Human machine interface for lab abc computer applications
A survey of user opinion of computer system response time
The EPS user interface management system
System and human system engineering testing of EPS
Relation of user perceived response time to error measurement
The generation of random binary unordered trees
The intersection graph of paths in trees
Graph minors IV Widths of trees and well quasi ordering
Graph minors A survey

When using LDA with tomotopy, it will be as follows.

Use the dataset after preprocessing (preprocessing is [this](https://radimrehurek.com/gensim/auto_examples/core/run_core_concepts.html#sphx-glr-auto-examples-core-run-] Same as core-concepts-py)).

import tomotopy as tp
from pprint import pprint

texts = [
    ['human', 'interface', 'computer'],
    ['survey', 'user', 'computer', 'system', 'response', 'time'],
    ['eps', 'user', 'interface', 'system'],
    ['system', 'human', 'system', 'eps'],
    ['user', 'response', 'time'],
    ['trees'],
    ['graph', 'trees'],
    ['graph', 'minors', 'trees'],
    ['graph', 'minors', 'survey']
]

#Model initialization
model = tp.LDAModel(k=2, seed=1)  #k is the number of topics

#Creating a corpus
for text in texts:
    model.add_doc(text)

#Learning
model.train(iter=100)

#Extracting the word distribution of a topic
for k in range(model.k):
    print(f"Topic {k}")
    pprint(model.get_topic_words(k, top_n=5))

"""output
Topic 0
[('system', 0.20972803235054016),
 ('user', 0.15742677450180054),
 ('human', 0.10512551665306091),
 ('interface', 0.10512551665306091),
 ('computer', 0.10512551665306091)]
Topic 1
[('trees', 0.2974308431148529),
 ('graph', 0.2974308431148529),
 ('survey', 0.1986166089773178),
 ('minors', 0.1986166089773178),
 ('system', 0.0009881423320621252)]
"""

Features of tomtopy

Good point

easy to handle.

Most of what you want to do when you want to use LDA can be easily done by initializing the model and setting the arguments of the learning function.

(Parallelization, TF-IDF, setting upper and lower limits of word frequency and document frequency, etc.)

--The learning algorithm is sampling (collapsed Gibbs sampling).

Variational reasoning is used in gensim, but sampling is said to be more accurate.

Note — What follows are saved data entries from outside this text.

Issue #533, opened 2022-12-05
Implement improved squaring algorithms


Pratyush:
Implement the optimized squaring algorithm outlined in https://hackmd.io/@gnark/modular_multiplication#Montgomery-squaring.

An example implementation is available here: https://github.com/mratsim/constantine/blob/e47159e4/constantine/arithmetic/limbs_montgomery.nim#L169-L205

mmagician:
WIP

PR #559, opened 2022-12-25
Improved* Montgomery squaring

mmagician:
## Description

*Right now there's no noticable improvement for the optimised algorithm, even a slight regression.

I've also re-worked the previous separated operand scanning method, s.t. it uses a carry with an extra bit, instead of splitting the squaring across three steps (before, documented: https://github.com/arkworks-rs/algebra/commit/c65952388215406a823dd94e5cc89472c8018bae). See [end of chapter 2.3.1 of this thesis](https://www.microsoft.com/en-us/research/wp-content/uploads/1998/06/97Acar.pdf).

It's quite possible that the new `mul_double_add_with_carry_2` method I added isn't fully optimised in its current state, as I haven't got a whole lot of experience with Montgomery arithmetic, and hence we're not seeing any performance improvements. Perhaps if someone manages to point out a better way to do things we might end up with an overall speedup.

Temporarily removed the macro for squaring

closes: https://github.com/arkworks-rs/algebra/issues/533

---

write a little note why.

- [ ] Wrote unit tests


Pratyush:
That's surprising that the new algorithm is worse. But maybe that's to be expected; seems like other libraries don't use these algorithms right now.

mratsim:
There are 2 reasons why I don't use Montgomery squaring as per Gnark:

1. I caught an off by one while fuzzing, in 32-bit mode. Didn't get any in 64-bit mode but I couldn't track it down so ..., see: https://github.com/mratsim/constantine/blob/495ef44f/constantine/math/arithmetic/limbs_montgomery.nim#L365-L397
2. Then I would need to implement the corresponding assembly. And iirc, the base C code was not convincingly faster than multiplication.

PR #560, opened 2022-12-25
should just check the top bit, not two bits

mmagician:
## Description

While working on #559, I realized that the condiditon for mul and squaring are the same (potenitally a copy paste error?). Since we're using [this optimisation](https://hackmd.io/@gnark/modular_multiplication) ([our method docs](https://github.com/arkworks-rs/algebra/blob/3351d0fe834b397344554aa710461dac556bb77d/ff/src/fields/models/fp/montgomery_backend.rs#L142)), we should probably change the condition to match gnark's.

---

write a little note why.

- [ ] Wrote unit tests


weikengchen:
Let me read the code a bit. The reason is that this no-carry implementation was originally for fields where the top two bits are zero (since, in arkworks-rs, previously, the top bit always must be zero). I need to think about whether this is intended.

Pratyush:
We actually haven't implemented the squaring optimization; right now our squaring code only uses the flag when deciding which assembly routine to call.

Also, our code now supports 64 * k bit moduli, so we need to check if the top bit is zero still, I believe

mmagician:
@Pratyush we have now :) https://github.com/arkworks-rs/algebra/pull/559

Pratyush (approved):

The disadvantage of sampling is that it takes time,

Since tomotopy is built in C ++ and can be easily parallelized, it is much faster than MALLET.

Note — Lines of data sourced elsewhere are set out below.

Issue #543, opened 2022-12-13
Optimised `sqrt` variants


mmagician:
Currently there are three sqrt algorithms implemented in arkworks:

For even extension fields:
- Complex method (alg. 8) from https://eprint.iacr.org/2012/685.pdf

For odd extension fields:
- Tonelli-Shanks which works for all fieds no matter the modulus
- Specialized Shanks algorithm for case where modulus is 3 mod 4
 
To be still implemented are the remaining specialized algorithms for odd extension fields. See [Figure 1 here](https://eprint.iacr.org/2012/685.pdf) for the algorithm taxonomy.

Odd extension fields:
- [x] 1 mod 16 (Tonelli Shanks)
- [x] 3 mod 4 (Shanks)
- [ ] 9 mod 16
- [ ] 5 mod 8

Preliminary work was done [here](https://github.com/arkworks-rs/algebra/pull/387/).

Pratyush:
@alexander-zw is thinking of working on this, I believe.

alexander-zw:
Tasks:

  1. Port [Joseph's PR](https://github.com/arkworks-rs/algebra/pull/387) to master
  2. Write general unit tests using small simple fields
  3. Update test-curves to use faster algorithms (need to use Sage script), and benchmark compare Tonelli with new ones and with power algorithm
  4. Check for other algorithms from [the paper](https://eprint.iacr.org/2012/685.pdf) that weren't in Joseph's PR
  5. Use macro to precompute instead of requiring Sage script & hardcode

PR #579, opened 2023-01-16
Add field square root algorithms Shanks, Atkin, and Kong

alexander-zw:
## Description

closes: #543 (finishes task #1 but not whole issue)

---

write a little note why.

- [ ] Wrote unit tests


ff/src/fields/sqrt.rs
```diff
@@ -65,14 +65,55 @@ impl LegendreSymbol {
...
 #[non_exhaustive]
 pub enum SqrtPrecomputation<F: crate::Field> {
-    // Tonelli-Shanks algorithm works for all elements, no matter what the modulus is.
+    /// https://eprint.iacr.org/2012/685.pdf (page 12, algorithm 5).
+    /// Tonelli-Shanks algorithm works for all elements, no matter what the modulus is.
+    /// With _q_ as field order, _p_ as characteristic, and _m_ as extension degree:
+    /// * First factor _q - 1 = 2^s t_ where _t_ is odd.
+    /// * `two_adicity` - _s_.
+    /// * `quadratic_nonresidue_to_trace` - _c^t_, with random _c_ such that _c^2^(s - 1) = 1_.
+    /// * `trace_of_modulus_minus_one_div_two` - _(t - 1)/2 + 1_.
```
Pratyush, line 74:
```suggestion
    /// * `trace_of_modulus_minus_one_div_two` - _(t - 1)/2_.
```

ff/src/fields/sqrt.rs
```diff
@@ -84,66 +125,230 @@ impl<F: crate::Field> SqrtPrecomputation<F> {
...
+    let i = elem_b.double() * b;
+    let x = elem_b * (i - F::one());
+
+    Some(x)
+}
+
+fn kong<F: crate::Field>(
+    elem: &F,
+    trace: &F,
+    c: &F,
```
alexander-zw, line 305: I didn't know if this variable had a name

ff/src/fields/sqrt.rs
```diff
@@ -84,66 +125,230 @@ impl<F: crate::Field> SqrtPrecomputation<F> {
...
+    d: &F,
```
alexander-zw, line 306: I considered expanding out `d` into a description of how it's related to `c` but `c_to_order_minus_nine_div_eight` seems too long

ff/src/fields/sqrt.rs
```diff
@@ -65,14 +65,55 @@ impl LegendreSymbol {
...
+        trace: F,
+        c: F,
+        d: F,
+        c_squared: F,
+        char_minus_nine_div_sixteen: &'static [u64],
+        deg_minus_three_div_two_plus_one: usize,
+    },
+    /// In the case of 3 mod 4, we can find the square root via an exponentiation,
+    /// sqrt(a) = a^(p+1)/4. This can be proved using Euler's criterion, a^(p-1)/2 = 1 mod p.
+    PowerCase3Mod4 {
```
alexander-zw, line 116: Didn't find any name for this algorithm so I just called it "power"

ff/src/fields/sqrt.rs
```diff
@@ -65,14 +65,55 @@ impl LegendreSymbol {
...
     },
-    /// To be used when the modulus is 3 mod 4.
-    Case3Mod4 {
+    /// https://eprint.iacr.org/2012/685.pdf (page 9, algorithm 2).
+    /// With _q_ as field order, _p_ as characteristic, and _m_ as extension degree:
+    /// * `char_minus_three_div_four` - _(p - 3)/4_.
+    /// * `deg_minus_three_div_two_plus_one` - _(m - 3)/2 + 1_.
+    ShanksCase3Mod4 {
+        char_minus_three_div_four: &'static [u64],
+        deg_minus_three_div_two_plus_one: usize,
```
Pratyush, line 86: We don't need to have this as a separate field, since `F::extension_degree()` exists.

ff/src/fields/sqrt.rs
```diff
@@ -65,14 +65,55 @@ impl LegendreSymbol {
...
+    },
+    /// https://eprint.iacr.org/2012/685.pdf (page 10, algorithm 3).
+    /// With _q_ as field order, _p_ as characteristic, and _m_ as extension degree:
+    /// * `trace` - _2^(q - 5)/8_.
+    /// * `char_minus_five_div_eight` - _(p - 5)/8_.
+    /// * `deg_minus_three_div_two_plus_one` - _(m - 3)/2 + 1_.
+    AtkinCase5Mod8 {
+        trace: F,
+        char_minus_five_div_eight: &'static [u64],
+        deg_minus_three_div_two_plus_one: usize,
```
Pratyush, line 96: ditto

ff/src/fields/sqrt.rs
```diff
@@ -65,14 +65,55 @@ impl LegendreSymbol {
...
+    /// * `c_squared` - _c^2_.
+    /// * `char_minus_nine_div_sixteen` - _(p - 9)/16_.
+    /// * `deg_minus_three_div_two_plus_one` - _(m - 3)/2 + 1_.
+    KongCase9Mod16 {
+        trace: F,
+        c: F,
+        d: F,
+        c_squared: F,
+        char_minus_nine_div_sixteen: &'static [u64],
+        deg_minus_three_div_two_plus_one: usize,
```
Pratyush, line 112: same

ff/src/fields/sqrt.rs
```diff
@@ -84,66 +125,230 @@ impl<F: crate::Field> SqrtPrecomputation<F> {
...
+                quadratic_nonresidue_to_trace,
+                trace_of_modulus_minus_one_div_two,
+            ),
+            SqrtPrecomputation::ShanksCase3Mod4 {
+                char_minus_three_div_four,
+                deg_minus_three_div_two_plus_one,
+            } => shanks(
+                elem,
+                char_minus_three_div_four,
+                *deg_minus_three_div_two_plus_one,
```
Pratyush, line 140: Same, we should remove the `deg_minus_...` from function arguments

ff/src/fields/sqrt.rs
Pratyush: We can just clarify that in a comment in `d`.

alexander-zw: I already did

ff/src/fields/sqrt.rs
alexander-zw: I was thinking this would save some computation but sure

ff/src/fields/sqrt.rs
```diff
@@ -65,14 +65,49 @@ impl LegendreSymbol {
...
+    /// Tonelli-Shanks algorithm works for all elements, no matter what the modulus is.
+    /// With _q_ as field order, _p_ as characteristic, and _m_ as extension degree:
+    /// * First factor _q - 1 = 2^s t_ where _t_ is odd.
+    /// * `two_adicity` - _s_.
+    /// * `quadratic_nonresidue_to_trace` - _c^t_, with random _c_ such that _c^2^(s - 1) = 1_.
+    /// * `trace_of_modulus_minus_one_div_two` - _(t - 1)/2_.
     TonelliShanks {
         two_adicity: u32,
         quadratic_nonresidue_to_trace: F,
         trace_of_modulus_minus_one_div_two: &'static [u64],
```
alexander-zw, line 78: Just realized my naming is a bit inconsistent with some existing names, this says modulus but I say characteristic. I feel like "characteristic" is more accurate though. Let me know if you think that should be changed.

Antonio95:
Hello! I've been doing some work trying to get the algorithms @alexander-zw implemented to actually be called during sqrt calls on the fields - so far they are implemented, but never called. This is proving very difficult for a couple of reasons that you might have easy solutions to (especially @Pratyush). I'll explain how I view the situation
- The method `sqrt_precomputation` is generic on a `T: MontConfig<N>`, which corresponds to a _prime field_ F_p (p prime). However, the algorithms cited in the paper are eminently for nontrivial extensions of prime fields F_q with q = q^m a prime power. and, crucially, m > 1. Since I saw this caused some confusion above, the _modulus_ of such an F_q is q, whereas its _characteristic_ is p. The two only coincide for prime fields.
- To support my last claim about the requirement m > 1, cf. the main paper https://eprint.iacr.org/2012/685.pdf and have a look at p. 8, which cointains precisely that condition. For instance, algorithm 3 (Atkin's, for the case q = 5 mod 8) contains an m - 3 (which should be positive). Cf. equation (3) too. In my new tests, this causes the program to crash, since m - 3 overflows as an unsigned integer: since `MontConfig` corresponds to F_p, m is automatically 1.
- My approach was to make the `sqrt_precomputation` generic on a `Field`, which does represent a (finite) extension of a finite field. Infact, it is `Field` that the enum `SqrtPrecomputation` is generic on. This change gives us access to things like `characteristic` (p) and `extension_degree` (m). However, it does not give us access to other necessary elements such as the modulus q. Of course, we could just compute q = p^m, but doing so requires switching between `[u64]` and `BigInt`, and the access to methods to do so, and `pow` is a) partially unavailabie in `Field` and b) unavailable at compile time, where we can only use `const fn` and `static`. 

What is the way to go?
- a) Try to make those methods static so that precomputation can be done at compile time. This would be difficult for me and might introduce breaking changes.
- b) Compute things at runtime. This would be less efficient, although it could be done so that, e.g., `q` is only calculated once (by e.g. keeping it inside an Option)
- c) Some other suggestion?

PR #783, opened 2024-02-17
Small fix in `add_assign` for Projective

tcoratger:
Some fix in the logic of `add_assign` for projective coordinates to replace
```rust
if u1 == u2 && s1 == s2 {
            if s1 == s2 {
```
by
```rust
if u1 == u2 {
            if s1 == s2 {
```


Pratyush:
Thanks For the PR! We would need benchmarks here because this is pretty perf sensitive code

tcoratger:
> ```rust
> if u1 == u2 {
>             if s1 == s2 {
> ```

@Pratyush Yep, agreed, maybe let us push this change:

```rust
if u1 == u2 {
            if s1 == s2 {
 ```

now because this is a fix, and can keep the other for another PR with benchmark, what do you think?

tcoratger:
@Pratyush Done, just revert all except the fix, will open a PR when having time with some bench for the rest.

Pratyush (approved):

mmagician (commented):
Hmm doesn't this actually change the logic?
Specifically, the case `u1 == u2 && s1 != s2` enters the outer `else` in the current version, while with this PR it would enter the inner `else`.

tcoratger:
> Hmm doesn't this actually change the logic? Specifically, the case `u1 == u2 && s1 != s2` enters the outer `else` in the current version, while with this PR it would enter the inner `else`.

@mmagician Yes this is the goal because we changed the logic here: https://github.com/arkworks-rs/algebra/pull/780

The principle behind this is that if `u1 == u2` then:
- If `s1 == s2` we must make a doubling point.
- Otherwise `u1 == u2` and `s1 != s2` it is the case `a + (-a) = 0` having to return the identity without needing to carry out the rest of the logic in the else global.

However in the previous PR I forgot to remove the `&& s1 == s2` in the upper `if`. This PR corrects that.

mmagician (approved):
Ah yes I missed that. Thanks for pointing it out

Pratyush (approved):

--LDA derivatives are available.

The following are available:

Labeled LDA (LLDAModel)
Partially Labeled LDA (PLDAModel)
Supervised LDA (SLDAModel)
Dirichlet Multinomial Regression (DMRModel)
Generalized Dirichlet Multinomial Regression (GDMRModel)
Hierarchical Dirichlet Process (HDPModel)
Hierarchical LDA (HLDAModel)
Multi Grain LDA (MGLDAModel)
Pachinko Allocation (PAModel)
Hierarchical PA (HPAModel)
Correlated Topic Model (CTModel)
Dynamic Topic Model (DTModel)

bad place

――It may not be possible to reach the itchy place.

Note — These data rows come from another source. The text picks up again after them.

PR #788, opened 2024-02-23
Add a few simplifications around Mont inverse

tcoratger:
## Description

- When using `div2` method of `BigInt`, we traverse the members in the opposite direction (big endian order) with a loop which until now was carried out in the little endian order. Therefore, in each iteration of the loop, the calculation of `N - i - 1` was necessary. If we go through the limbs in the opposite direction with a while as I propose here, the calculation is no longer carried out on each pass, because we take the member `i` directly.
- In the `inverse` method of the Montgomery back end, when we exit the following piece of code:
```rust
if a.is_zero() {
  None
}
```
there is no need for the else, because the rest will necessarily take place if `a` is not zero. Therefore, I removed the else here to avoid unnecessary indentations.

### DIFF
--- a/ff/src/biginteger/mod.rs
+++ b/ff/src/biginteger/mod.rs
@@ -470,8 +470,10 @@ impl<const N: usize> BigInteger for BigInt<N> {
     #[inline]
     fn div2(&mut self) {
         let mut t = 0;
-        for i in 0..N {
-            let a = &mut self.0[N - i - 1];
+        let mut i = N;
+        while i > 0 {
+            i -= 1;
+            let a = &mut self.0[i];
             let t2 = *a << 63;
             *a >>= 1;
             *a |= t;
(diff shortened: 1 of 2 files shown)


Pratyush (approved):

ff/src/biginteger/mod.rs
```diff
@@ -470,8 +470,10 @@ impl<const N: usize> BigInteger for BigInt<N> {
     #[inline]
     fn div2(&mut self) {
         let mut t = 0;
-        for i in 0..N {
-            let a = &mut self.0[N - i - 1];
+        let mut i = N;
+        while i > 0 {
+            i -= 1;
+            let a = &mut self.0[i];
```
Pratyush, line 476:
```suggestion
        for a in self.0.iter_mut().rev() {
```

PR #790, opened 2024-02-24
Clean up all imports

tcoratger:
Clean imports related to last Rust nightly version.

### DIFF
--- a/ff-macros/src/montgomery/mod.rs
+++ b/ff-macros/src/montgomery/mod.rs
@@ -1,4 +1,3 @@
-use quote::format_ident;
 use std::str::FromStr;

Perhaps because tomotopy specializes in ease of use, there are times when I'm asked, "Well, can't I do this?"

For example

-~~ The processed corpus cannot be reused (you must create a corpus each time you learn). ~~ If you look closely, it seems that you can do it using a class called tomotopy.utils.Corpus. However, when I tried it, it was a disappointing specification that the cost was high in terms of time and RAM.

--There is no way to save RAM.

(Well, if neither of them is a dataset of 10 million records, it doesn't bother me that much.)

Summary

With tomotopy, you can learn LDA models by sampling very easily.

To be honest, I can't go back to gensim anymore.